In response, our leaders brainstorm “paths to prosperity” that would
purportedly set things right if implemented, but display virtually no
vision on how to push back media narratives that keep from actually
standing a chance at enactment. They can, however inexplicably take
their eye off the devastatingly potent case against ObamaCare to focus
their attention on immigration legislation that is virtually guaranteed
to give the party of ever-expanding, post-constitutional government a
nigh-insurmountable influx of future voters. And that’s despite the fact
that the public keeps telling them immigration “reform” isn’t one of
their priorities; in fact, in Pew’s most recent survey, “dealing with
illegal immigration” ranks a dismal sixteenth place, far behind economic
healing and fiscal solvency. It even lost out to platitudes nobody
takes any politicians seriously on, like “protecting the environment”
and “reducing the influence of lobbyists.”
And while all this is going on nationally, heaven forbid they notice
the thousands of other ways despotism flares up across the country, from
small entrepreneurs facing fines and imprisonment for declining to
participate in same-sex weddings to a Justice Department desperate to
disenfranchise voters who enact the most benign of voter-ID laws and
defaming them as racists trying to keep minorities from the polls. Those
who vote Republican in hopes of finding protection from such tyranny
can’t help but feel abandoned.
That’s not to say GOP leaders don’t do
anything—they can,
apparently, make grand displays of standing up to dime-store demagogues
working for failing leftist news channels. MSNBC’s cabal of lunatic
character assassins richly deserves public shaming, but would it kill
Reince Priebus to muster half of the passion he found for Tweet-gate and
direct it at the people actually controlling levers of government?
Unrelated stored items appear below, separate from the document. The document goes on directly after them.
Issue #1092, opened 2021-06-02
3W: Global view: Create Aggregated API


thenav56:
Create/Update API endpoint according to this mockup
https://www.figma.com/proto/RZTZdDWf6Xjweh9GA8rMGW/IFRC_GO_Wires_20210502?page-id=0%3A72&node-id=111%3A0&viewport=1350%2C3308%2C0.12138918787240982&scaling=scale-down-width&hide-ui=1

Related to https://github.com/IFRCGo/go-frontend/issues/1823

thenav56:
This is deployed to staging. It can be tested from go-frontend https://github.com/IFRCGo/go-frontend/issues/1823 so closing this issue.

PR #1124, opened 2021-07-02
Use ongoing projects for global project Endpoint

thenav56:
Addresses  3W: Global view: Create Aggregated API #1092  
cc: @frozenhelium 

## Changes

* Only use ongoing projects.

### DIFF
--- a/deployments/drf_views.py
+++ b/deployments/drf_views.py
@@ -406,7 +406,13 @@ class GlobalProjectViewset(ReadOnlyVisibilityViewsetMixin, viewsets.ViewSet):
         # Filter by visibility
         qs = self.get_visibility_queryset(Project.objects.all())
         # Filter by GET params
-        return ProjectFilter(self.request.query_params, queryset=qs).qs
+        projects = ProjectFilter(self.request.query_params, queryset=qs).qs
+        return Project.objects.filter(
+            # To avoid duplicate rows
+            id__in=projects,
+            # NOTE: Only process ongoing projects in global project view
+            status=Statuses.ONGOING,
+        )
 
     @action(detail=False, url_path='overview', methods=('get',))
     def overview(self, request, pk=None):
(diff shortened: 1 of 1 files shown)


vdeak (approved):

deployments/drf_views.py
```diff
@@ -406,7 +406,13 @@ def get_projects(self):
         # Filter by visibility
         qs = self.get_visibility_queryset(Project.objects.all())
         # Filter by GET params
-        return ProjectFilter(self.request.query_params, queryset=qs).qs
+        projects = ProjectFilter(self.request.query_params, queryset=qs).qs
+        return Project.objects.filter(
```
batpad, line 410: I'm sure there's a good reason, but why not just `project.objects.filter(...)` here and why do we need the `id__in=projects` here? Just curious.

batpad (approved):

deployments/drf_views.py
thenav56: I am not sure, but I remember getting duplicate rows and wasn't able to use distinct() here. So to be sure, I am passing the filtered queryset as a subquery.

batpad: I see, could we add a comment to that effect?

Strange that distinct doesn't work, but I know I've had the problem where it's some-how really hard to get rid of duplicates with complex joins - have you tried something like `.distinct('id')` or so? Anyways, this looks fine - might just be nice to have a comment.

thenav56: Sorry, but there is a comment. Do you want me to extend it?

batpad: Sorry, my bad - no, this is fine. Shall I go ahead and merge this?

thenav56: Yes please merge and deploy to staging.

frozenhelium:
@vdeak Can you please deploy this to staging?

vdeak:
@frozenhelium It is deployed to staging

frozenhelium:
Thanks :)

Conservatives want—and the country needs—more than entertaining show
fights against slow-moving, ultimately inconsequential targets.
Lincoln presided over a period where America’s very soul was at
stake, and he spoke frankly about how the conflicts of his day
transcended mere partisan one-upsmanship to direct ramifications for
basic human decency. He bemoaned the “progress in degeneracy” that
carved out exception after exception to the maxim that “all men are
created equal.” “When it comes to this,” he wrote, “I should prefer
emigrating to some country where they make no pretence of loving liberty
— to Russia, for instance, where despotism can be taken pure, and
without the base alloy of hypocracy [sic].”
To make Lincoln Days matter for more than just fundraising and
hobnobbing, this is the spirit they need to adopt—sober, self-critical
appraisal of just how grave the national situation is and what it will
take to set things right. If the man Republicans honor at these dinners
could do it through the bloodiest war in our history, then surely
Republicans doing it in the face of an unscrupulous opposition party and
a hostile press isn’t too much to expect.